Женщины боялись дышать, чтобы не проронить ни одного слова, гордо улыбались уголками губ. Каждая думала: "Может быть, и мой там!"
- Да,- сказала тетя Дуня, сидевшая тут же,- не подвели наши, не осрамились лесовики!
- А еще бы...
- Ты скажешь!
Власьевна снова взялась за спицы.
- Вот что, бабы, какая у меня думка. Скучно нашим ребятам без материнской стряпни. А что, если к Новому году пошлем мы им своеручных пельменей? Мороз сейчас у нас лютый. Заморозим пельмешки, они, как колокольцы, зазвенят и до самых котелков свеженькими дойдут. И будет ребятам нашим вкусно и радостно, что в родных местах не забыли.
Ну кто от такого дела откажется! Так и порешили.
* * *
В воскресенье встали хозяйки в окрестных деревнях чуть рассвело.
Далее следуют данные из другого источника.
PR #572, opened 2019-03-12
Python 3 tests, in shared Docker container.

### LINKED ISSUE #508: Set up Python 3 testing

nworden:
Similar to PR #553, but does everything within a single Docker container rather than trying to have Travis handle the different Python versions (which didn't work because Docker's actually the one deciding what version(s) of Python get installed).
Fixes #508.


nworden:
(sigh) this worked locally. I'll close this PR until I figure it out.

PR #573, opened 2019-03-13
Use Django utilities to validate URLs and emails.

nworden:
Three changes:
- I was wrong last week: it turns out Django has an email validation thing these days, so use that.
- Use Django to validate URLs before display (in `sanitize_urls`, which is already called by the various view functions) instead of our own function.
- Also validate URLs when records are created.


nworden:
Assigning to Eliah. I'm not sure I've sent you a file with django.po files before, but, just so you know, they're automatically generated.

app/create.py
```diff
@@ -102,6 +103,21 @@ def post(self):
         expiry_date = days_to_date(self.params.expiry_option or
                                    self.config.default_expiry_days)
 
+        profile_urls = []
+        if self.params.profile_url1:
+            profile_urls.append(self.params.profile_url1)
+        if self.params.profile_url2:
+            profile_urls.append(self.params.profile_url2)
+        if self.params.profile_url3:
+            profile_urls.append(self.params.profile_url3)
```
eliahhecht: Maybe you could do this more concisely with a list comprehension? Something like:

`profile_urls = [url for url in [self.params.profile_url1, self.params.profile_url2, self.params.profile_url3] if url]`

app/utils.py
```diff
@@ -293,8 +294,7 @@ def validate_image(bytestring):
         return False
 
 
-EMAIL_PATTERN = re.compile(r'(?:^|\s)[-a-z0-9_.%$+]+@(?:[-a-z0-9]+\.)+'
-                           '[a-z]{2,63}(?:\s|$)', re.IGNORECASE)
+EMAIL_VALIDATOR = EmailValidator()
```
eliahhecht: Do we still need this field?

app/utils.py
```diff
@@ -382,16 +378,34 @@ def get_app_name():
...
+        except ValidationError:
             setattr(record, field, None)
     # Multi-line URLs.
     for field in ['profile_urls']:
         urls = (getattr(record, field, None) or '').splitlines()
-        sanitized_urls = [url for url in urls if url and url_is_safe(url)]
+        sanitized_urls = []
+        for url in urls:
+            if not url:
+                continue
```
eliahhecht: not sure if this is a python thing but in general, I think I would prefer:
```py
for url in urls:
  if url: 
   # validate the url
```

nworden: It's not a Python thing, changed.

app/utils.py
nworden: We need EMAIL_VALIDATOR, yes. It's what we're using in place of the regex.

app/create.py
nworden: I got fancy and used `filter`.

PR #578, opened 2019-03-14
Code for moving data files

ashutoshnarayan:
Code for moving data files from app/ directory


ashutoshnarayan:
@gimite I have raised the PR #578  please review

app/admin_resources.py
```diff
@@ -20,7 +20,7 @@
 import mimetypes
 
 import config
-import const
+from utils import const
```
nworden: Did you intend to include all these changes related to const.py in this PR (the title says it's just for moving the data files)?

app/locale/af/LC_MESSAGES/django.po
```diff
@@ -695,6 +695,10 @@ msgstr "Vergelyk hierdie rekords"
 msgid "Contact information"
 msgstr "Kontakinligting"
 
+#, python-format
+msgid "Content purported to be compressed with %s but failed to decompress."
```
nworden: I'm not sure exactly why, but it looks like messages from files in `app/vendors` is getting added to the django.po files. That's not necessary -- we only need our own messages in here.

app/config.py
```diff
@@ -19,6 +19,9 @@
 See here for usage examples:
 https://github.com/google/personfinder/wiki/DeveloperFaq
 """
+import sys
```
nworden: I'm not sure exactly what this is for (?), but it shouldn't be necessary to modify `sys.path` within our code.

tests/test_importer.py
```diff
@@ -16,13 +16,18 @@
 
 import datetime
 import unittest
+# added by Ashutosh Narayan
```
nworden: Although there are names from the earlier Person Finder authors still in the codebase, in recent years we haven't been adding individual names to the source code (I think I've only seen gimite's name once or twice, and I've never added my name anywhere); the commit log is the record of who did what. If you'd like us to start an `AUTHORS` file, feel free to open an issue for that and assign it to me (Google might have rules about how exactly I do it, I'd have to check), but I don't think it's practical to have names inline in the source considering how many people have contributed different pieces over time.

app/config.py
ashutoshnarayan: @nworden sys.path was present since directory named handlers and utils were having config.py in it and it was supposed to be imported.

tests/test_importer.py
ashutoshnarayan: @nworden I have removed name from source code ; it was added as part of testing to remove later if there are any failures due to lines appended by me. Yes, we can have an AUTHORS file

app/admin_resources.py
ashutoshnarayan: @nworden Initially in PR #450 ( closed ) I moved files related to handlers and utils into respective directories. This PR actually reverts them to app/ and copies only contents related to app/data/

app/locale/af/LC_MESSAGES/django.po
ashutoshnarayan: Even am trying to understand how messages are getting added to django.po files. Neither any of regular expression in my code is appending so. What exactly is the ask here ?

app/admin_resources.py
ashutoshnarayan: > Did you intend to include all these changes related to const.py in this PR (the title says it's just for moving the data files)?

@nworden It was actually the part of handlers which were supposed to be moved from app directory. Now since handlers are kept under app/ we can keep const.py here itself.

ashutoshnarayan: > The [diffs I'm looking at](https://github.com/google/personfinder/pull/578/files) are your current PR compared to our master branch, and there are a lot of changes unrelated to the data files. In particular, in many places it changes imports of `const` from `import const` to `from utils import const` (along with changes to sys.path and the django.po files).

@nworden I have reverted that change to import const

app/config.py
```diff
@@ -19,12 +19,13 @@
...
 
 from google.appengine.ext import db
 import UserDict, model, random, simplejson
 import logging
 import datetime
-import utils
+#import utils
```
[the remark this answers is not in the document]
ashutoshnarayan: @nworden have uncommented it in this commit

tests/test_utils.py
```diff
@@ -16,6 +16,10 @@
 
 """Tests for utils."""
 
+import sys
```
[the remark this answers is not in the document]
ashutoshnarayan: @nworden have removed sys path in this commit

PR #582, opened 2019-03-15
Python 3 testing.

nworden:
This sets up Python 3 testing for both local development and Travis CI, for the (currently quite limited) set of tests that we expect to pass with Python 3 (listed in `tests/unit_tests.py`).
As part of doing this, I changed the way our Travis tests run by taking them out of Docker and running on Travis directly. As far as I know there wasn't a particular reason to run them in a Docker container; I guess once you have a Docker setup it might just be the easiest path to Travis tests, but it's kinda limiting if you need to run tests in multiple environments. We'll keep the Docker setup around though (it's useful for other things).
Also, minor change: we no longer specify the version of pytest to install, so pip will just get the latest version. We might be able to do the same with Pillow later, but I haven't looked into it (App Engine might be using an older version, so maybe we should be too).
Fixes issue #508.

### DIFF
--- a/.travis.yml
+++ b/.travis.yml
@@ -20,7 +20,7 @@ install:
       unzip
   - wget https://storage.googleapis.com/appengine-sdks/featured/google_appengine_1.9.62.zip -O /tmp/appengine.zip
   - unzip -qq /tmp/appengine.zip
-  - pip install cssselect lxml mock modernize pillow==4.1.0 pytest
+  - pip install --user cssselect lxml mock modernize pillow==4.1.0 pytest
   - npm --prefix ui install
 
 before_script:
--- a/.travis.yml
+++ b/.travis.yml
@@ -1,5 +1,7 @@
 sudo: required
 
+language: python
+
 matrix:
   include:
   - name: "Python 2 tests"
--- a/.travis.yml
+++ b/.travis.yml
@@ -11,7 +11,7 @@ matrix:
 
 install:
   - |
-    apt-get install -y \
+    sudo apt-get install -y \
       build-essential \
       curl \
       gettext \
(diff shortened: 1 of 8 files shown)


.travis.yml
```diff
@@ -2,26 +2,31 @@ sudo: required
...
-
-before_install:
-  - sudo rm /usr/local/bin/docker-compose
-  - curl -L https://github.com/docker/compose/releases/download/${DOCKER_COMPOSE_VERSION}/docker-compose-`uname -s`-`uname -m` > docker-compose
-  - chmod a+x docker-compose
-  - sudo mv docker-compose /usr/local/bin
-  - docker-compose up -d
-
-before_script:
+matrix:
```
christopherestif: knock knock, Neo...

tools/common.sh
```diff
@@ -37,6 +37,18 @@ for python in \
     fi
 done
 
+for python3 in \
+    "$PYTHON3" \
```
christopherestif: in general, I don't know if we care to use curly brackets for variables (like ${var}) consistently or not

tools/py3_unit_tests
```diff
@@ -0,0 +1,19 @@
...
+
+# To run all tests we expect to pass with Python 3:
+#
+#     tools/py3_unit_tests
+#
+# To run just the tests in tests/test_model.py and tests/test_indexing.py:
+#
+#     tools/py3_unit_tests test_model test_indexing
+
+pushd "$(dirname $0)" >/dev/null && source common.sh && popd >/dev/null
```
christopherestif: do we care about a "|| exit 1" or something special here?

nworden: I think it's ok as-is. This is consistent with its Python 2 counterpart (`tools/unit_tests`), and, if `common.sh` doesn't get run for whatever reason, it'll fail anyway, because `common.sh` is what adds a bunch of dependencies (most notably the App Engine SDK) to the Python path.

tools/common.sh
nworden: It works like this; this code is basically the same some code above which sets the $PYTHON variable for Python 2.

.travis.yml
nworden: :)

Issue #575, opened 2019-03-13
Upgrade WebOB (and webapp2 to be safe)


nworden:
Our current Docker setup is running Python v2.7.12 (because that's what's in the Ubuntu Xenial repository). It breaks with Python 2.7.15 (I haven't tried versions in between).

The reason is that the newer version of `xml.sax.expatreader.ExpatParser` (used by `app/pfif.py`) expects to be able to call `close` on its input file, and the input object provided by WebOB v1.1.1 (a `LimitedLengthFile`) doesn't have a `close` function. It does have that function in WebOB v1.2.3, so we should upgrade to that. It might be a good idea to upgrade to webapp2 v2.5.2 at the same time (since they're closely linked it seems better to run versions from similar times).

nworden:
Once I get things working with Python 2.7.15, I'll see if I can set up Travis to run with two environments: one that uses 2.7.12 (because that seems to be [what App Engine currently uses](https://cloud.google.com/appengine/docs/standard/python/release-notes) for its 2.7 runtime) and one for the latest thing I can find (to be safe if/when App Engine upgrades its runtime).

nworden:
TL;DR for @gimite: is there a partner or anyone else you know of who's using the `charsets` URL parameter?

This is turning out to be a big can of worms, because of the way WebOB 1.2.3 supports non-UTF8 requests. You can't just assign the charset field anymore, you need to manually call `request.decode()`, which doesn't sound so bad except `decode()` doesn't modify the request in place; instead it builds a brand new request and returns that. If your original request object is actually a subclass of the WebOB `BaseRequest` class (say, a webapp `Request` object), any fields from the subclass (which WebOB's `BaseRequest.decode` doesn't know about) get lost. webapp uses at least one of those (the `route` field) for critical functionality.

webapp isn't being maintained, so it's never going to call `Request.decode` in the right place in its own code to deal with it under the hood (which I think is the theoretically correct way this should be handled).

This isn't a long-term problem for us since we're abandoning webapp2 anyway, but it does leave us in a bad position in the meantime. I think there's three options:
1. Do nothing. Hope that App Engine doesn't start using Python 2.7.15 before we've migrated to Django.
2. Abandon support for non-UTF8 requests to make it easier to move to WebOB 1.2.3 (I think we could still support non-UTF8 responses if we wanted).
3. Basically fork webapp2 to address the WebOB change ourselves.

[...]

PR #583, opened 2019-03-15
Run Travis with both Python 2.7.12 and a recent 2.7.

### LINKED ISSUE #576: Include latest (of 2.7.x) version of Python in Travis tests
Spun off of issue #575.
Currently we test on an older version of Python 2.7, just by default based on what's in the Ubuntu package repository. That's ok, because [right now App Engine uses 2.7.12](https://cloud.google.com/appengine/docs/standard/python/release-notes) anyway, which was released in 2016. However, it'd be good to also test with the latest 2.7.x version, in case App Engine upgrades its 2.7 runtime.

nworden:
We recently discovered that we would break with Python 2.7.15 (see issue
#575). We'd been ok because App Engine uses Python 2.7.12 for its Python
2.7 runtime. However, it seems possible that they could upgrade to a
more recent version at any time, without giving us a heads-up (since no
one generally expects a patch version to be a breaking change). So, I
want to run our Travis tests with both Python 2.7.12 (because it's what
we currently get in prod) and a recent version (because we might get
something more recent in prod at any time).
Fixes #576.

### DIFF
--- a/.travis.yml
+++ b/.travis.yml
@@ -4,8 +4,14 @@ language: python
 
 matrix:
   include:
-  - name: "Python 2 tests"
+  # As of 2019-03-15, App Engine's Python 2.7 runtime uses 2.7.12.
+  - name: "Python 2.7.12 tests"
+    python: 2.7.12
+  # To be safe if/when App Engine upgrades, also run tests on a recent version
+  # of Python 2.7.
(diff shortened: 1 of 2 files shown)


nworden:
Sent to Eliah.

PR #584, opened 2019-03-17
Stop using jQuery.

nworden:
We're not going to use jQuery with the React UI, and it seems like
overkill to use it for a lite mode, and I'd rather not load it if we
don't have to (especially since we have to avoid using a CDN to support
zero-rating). We're also not really using it much currently anyway: I
started seeing what it would take to upgrade to jQuery 3, and it turned
out to be easier to just rewrite the jQuery parts to use vanilla JS.

This does mean losing the sliding animations for opening sections on
create/add_note pages (e.g., the "more information to identify the
person" section), but that seems ok, since I'm not sure we'd really want
JS animations in lite mode. (If we really wanted to keep them though,
we could rewrite them in vanilla JS as well.)


app/resources/results.html.template
```diff
@@ -46,16 +46,20 @@
...
-            url: repo_url + '/third_party_search',
-            data: {
-                query: query,
-                lang: lang,
-                query_type: query_type,
-                search_engine_id: id
-            },
-            dataType: 'json'
-        }).done(function(r) {
+        fetch(repo_url + '/third_party_search', {
```
gimite: I'm wondering if it is safe to use fetch() and ES6 syntax e.g., `=>` here because they are relatively new and not supported by all browsers:
https://caniuse.com/#feat=promises,fetch
https://caniuse.com/#search=ecmascript
and we currently do not use ES6 here (except for the new React code which is transpiled). It might be OK since they are supported by all modern browsers. But may be safer to avoid them and use good old XMLHTTPRequest and `function(){}`? What do you think?

One alternative is to put this (removing jQuery) on hold until we launch the new React UI. Then this kind of HTML templates are only used by Lite mode and AMP where JS is disabled. So we can simply remove all JS code in HTML templates.

app/resources/results.html.template
```diff
@@ -64,15 +68,18 @@
                   'not a string');
               return;
             }
-            jQuery('#third_party_search_result_link' + id).attr('href', r.url);
-            jQuery('#third_party_search_result' + id).show();
+            document.querySelector(
+                '#third_party_search_result_link' + id).href = r.url;
+            document.querySelector(
+                '#third_party_search_result' + id).style.display = 'inline';
```
gimite: Should be 'block' because it's a P tag.

app/resources/results.html.template
gimite: Have you checked third party search works fine after your change, just in case? If not, I can probably help you to test it since it's a bit tricky to set up an environment to test it...

app/resources/static/forms.js.template
```diff
@@ -367,22 +367,25 @@ function validate_fields() {
...
-  var expandedPart = jQuery(expandedSection).find("div.expanded-part");
-  var expandButton = jQuery(expandedSection).find("a.expand-button");
-
-  expandedPart.hide();
-  expandButton.click(function() {
-    if (expandedPart.is(":visible")) {
-      expandedPart.slideUp("slow");  
-      expandButton.removeClass(
-        'expand-button-icon-up').addClass('expand-button-icon-down');
+function make_form_expandable(expandedSectionSelector) {
```
gimite: Have you confirmed that this part works fine after your change?

app/resources/results.html.template
```diff
@@ -46,16 +46,20 @@
...
-            data: {
-                query: query,
-                lang: lang,
-                query_type: query_type,
-                search_engine_id: id
-            },
-            dataType: 'json'
-        }).done(function(r) {
+        fetch(repo_url + '/third_party_search', {
+          method: 'POST',
```
gimite: Just curious, why did you change this from GET to POST?

app/third_party_search.py
```diff
@@ -29,7 +29,7 @@
 
 class Handler(utils.BaseHandler):
     """Proxy to perform search with third-party search engine."""
-    def get(self):
+    def post(self):
```
gimite: Since you changed the JS code to send the parameters as JSON in POST body instead, I guess you also need to change parameter extraction logic here e.g., self.params.query?

app/resources/static/forms.js.template
nworden: Yes.

app/resources/results.html.template
nworden: Done.

app/resources/results.html.template
nworden: Good point, changed to XMLHTTPRequest.
I think it's worth doing the work to get off jQuery now, since we're not sure when the new UI will launch. Also maybe we can consider having JS in lite mode as long as it's not critical functionality (e.g., the expanding/collapsing sections could still be used in lite mode as long as they're expanded by default when there's no JS).

app/resources/results.html.template
nworden: I got some kind of error (can't remember what it was) trying to send the data with fetch as a GET request. Doesn't seem to be an issue with XMLHTTPRequest though (plus now that I think about it it doesn't really make sense for it to be a POST request), so changed it back to GET.

app/resources/results.html.template
nworden: I tested the frontend changes, but I did it by hacking the backend to return hard-coded values. Is it easy to find a query that will return results (once you configure it to point at the real third-party) or do you test it some other way?

app/resources/results.html.template
```diff
@@ -46,37 +46,33 @@
...
-          },
-        })
-        .then(r => r.json())
-        .then(function(r) {
-          console_log('Third-party search response: ', r);
-          if (r.status == 'OK') {
-            if (typeof(r.url) != 'string') {
-              console_error(
+        var req = new XMLHttpRequest();
+        const url = (
```
gimite: May be better to avoid using `const` as well because it is part of ES6.

app/resources/results.html.template
gimite: That would probably be sufficient, thanks! "安否　一郎" is a sample query which always returns the result, so we can try the query after pushing this change in production.

app/resources/results.html.template
```diff
@@ -46,37 +46,33 @@
...
+            repo_url + '/third_party_search?query=' + encodeURIComponent(query)
+            + '&lang=' + encodeURIComponent(lang) + '&query_type='
+            + encodeURIComponent(query_type) + '&search_engine_id='
+            + encodeURIComponent(id));
+        req.open('GET', url);
+        req.setRequestHeader(
```
gimite: Since you switched back to a GET request, I guess you don't need Content-type here?

nworden: Done.

app/resources/results.html.template
nworden: Oh, I hadn't realized that. Changed to var.

nworden:
Thanks for the sample query! I'll be sure to try it when I do the release.

PR #587, opened 2019-03-18
Store photos from user-provided URLs

nworden:
Currently, if a user wants to provide a photo, they can either upload one or give us a link. In the latter case, we'll hotlink it. This changes it to pull the image from the given URL and store it in our DB, same as we do for uploaded photos. I'll set up a cron job or something later to do the same with image links we get from API partners.

The reasons for this change are that:
- Hotlinking images is a problem for zero-rating (which requires that everything be served off the same domain).
- It lets us shrink large images and generate thumbnails for the results page.
- The current arrangement allows a way around moderation -- we wouldn't want people changing images after the record's been reviewed.

### DIFF
--- a/app/photo.py
+++ b/app/photo.py
@@ -54,6 +54,15 @@ def create_photo_with_url(handler, photo_upload, photo_url):
     return a Photo object and a URL with which to serve it.
 
     If neither parameter is provided, returns (None, None).
+
+    Args:
+      handler: a request handler (needed to generate URLs)
+      photo_upload: optional; an images.Image for an uploaded photo
+      photo_url: optional; a user-provided URL for a photo
+
+    Returns:
+      A tuple with an Image and URL with which to serve it, or (None, None) if
+      neither an uploaded photo nor a URL was provided.
     """
     if photo_upload is not None:
         return create_photo(photo_upload, handler)
--- a/app/photo.py
+++ b/app/photo.py
@@ -16,6 +16,8 @@
 """Handler for retrieving uploaded photos for display."""
 
 import os
+import requests
+import requests_toolbelt.adapters.appengine
 
 import model
 import utils
@@ -23,6 +25,11 @@ import utils
 from django.utils.translation import ugettext_lazy as _
 from google.appengine.api import images
 from google.appengine.runtime.apiproxy_errors import RequestTooLargeError
+
+# Use the App Engine Requests adapter. This makes sure that Requests uses
+# URLFetch.
+# TODO(nworden): see if we should condition this on the runtime (Python 2 vs. 3)
+requests_toolbelt.adapters.appengine.monkeypatch()
 
 MAX_IMAGE_DIMENSION = 300
 MAX_THUMBNAIL_DIMENSION = 80
--- a/app/photo.py
+++ b/app/photo.py
@@ -55,7 +55,7 @@ def create_photo_with_url(handler, photo_upload, photo_url):
 
     If neither parameter is provided, returns (Note, None).
     """
-    if photo_upload:
+    if photo_upload is not None:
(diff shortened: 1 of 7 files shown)


app/photo.py
```diff
@@ -40,6 +47,24 @@ class SizeTooLargeError(PhotoError):
                 'Please upload a smaller one.')
 
 
+def create_photo_with_url(handler, photo_upload, photo_url):
```
cyrusboadway: The design might be more general-purpose to have two methods, or one method with only the handler param and an 'image' param and do some kind of type test to determine which flow to follow.

Python's weird. Parametric polymorphism would be nice.

Also, perhaps a pydoc explaining what hander is, because it wasn't clear to em.

nworden: Added pydoc.
The reason for having two separate parameters is that all the callers will have variables for an uploaded photo and a URL, but won't know which (if either) is actually populated. I'd prefer not to have a bunch of duplicated code checking that stuff and calling the appropriate method (I'd already need two sets of it in create.py alone, for the note and record photos). So I think it does make sense to have that logic in a function, but maybe it doesn't belong in `photo.py`. What if I moved that part into `create.py`, so that `photo.py` was just about photos and `create.py` was responsible for sorting out user input and sending it to the right `photo.py` function?

cyrusboadway: Yea, that makes sense. A little helper in `create.py` and the generic functions in `photos.py` makes sense to me.

nworden: Done. The helper in create.py is outside the class so it can be used by other things that need to create stuff later -- the various places that create things should probably share a bunch of code, but that's a refactor for another day, so for now I put it in create.py with a todo.

app/photo.py
```diff
@@ -40,6 +47,20 @@ class SizeTooLargeError(PhotoError):
                 'Please upload a smaller one.')
 
 
+def create_photo_from_url(handler, photo_url):
```
cyrusboadway: `create_photo` and `create_photo_from_url` have `handler` in different positions. For consistency consider swapping to handler always first.

nworden: Done.

app/photo.py
```diff
@@ -40,6 +47,20 @@ class SizeTooLargeError(PhotoError):
...
 
 
+def create_photo_from_url(photo_url, handler):
+    """Creates a photo from a URL.
+
+    Returns:
+      A tuple with an Image and URL with which to serve it, or (None, None) if
+      the image is invalid.
+    """
+    response = requests.get(photo_url)
```
gimite: Just curious:

* Maybe we should set the user agent header to something appropriate here?
* Maybe we should check robots.txt to see if the photo allows fetch by robots?

nworden: Are robots.txt files applicable to things other than crawlers? Particularly since we're essentially fetching the file on behalf of a human user, I'm not sure we need to worry about robots.txt files (?).
Any suggestions on the user agent? Can we just make one up (i.e., something with "PersonFinder" in the name)?

gimite: > Are robots.txt files applicable to things other than crawlers? Particularly since we're essentially fetching the file on behalf of a human user, I'm not sure we need to worry about robots.txt files (?).

I'm not really sure about it, but probably you are right:

http://www.robotstxt.org/faq/what.html
> A robot is a program that automatically traverses the Web's hypertext structure by retrieving a document, and recursively retrieving all documents that are referenced.

Since we are not **traversing** or **recursively** retrieving documents.

> Any suggestions on the user agent? Can we just make one up (i.e., something with "PersonFinder" in the name)?

Yeah I guess we can just make up. Usually they contain the URL of the site e.g.:

Google Person Finder (https://google.org/personfinder)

В одних избах стучали под сильными руками квашни и корчаги - месили хозяйки тесто. В других неумолчно стрекотали сечки - рубили в деревянных корытцах мясо, не жалея, клали в него лук, засыпали мелким сверкающим льдом. (Многие хозяйки доставали для этого дела из холодной кладовушки заветный кусок, сбереженный к Новому году.) Там просеивали муку, там раскатывали круглые лепешки-сочни. Из избы в избу в одних платьишках, накинув только платки на голову, бегали раскрасневшиеся девушки. Перекликались на ходу:
- Ну, как у вас?
- Уж третью сотню кончаем.
- А мы четвертую...
- Ой, задаешься!
- Таня, не дашь ли соли мелкой? У нас крупна!
- Чего, не дать, забегай, бери!
А мороз лютый. Дымки из труб поднимаются ровными столбами. Скрипит-скрипит снег, и разрумянившееся солнце, кутаясь в морозную дымку, словно в пуховый платок, слушает перестук тяпок, скрип скалок, звонкие девичьи голоса.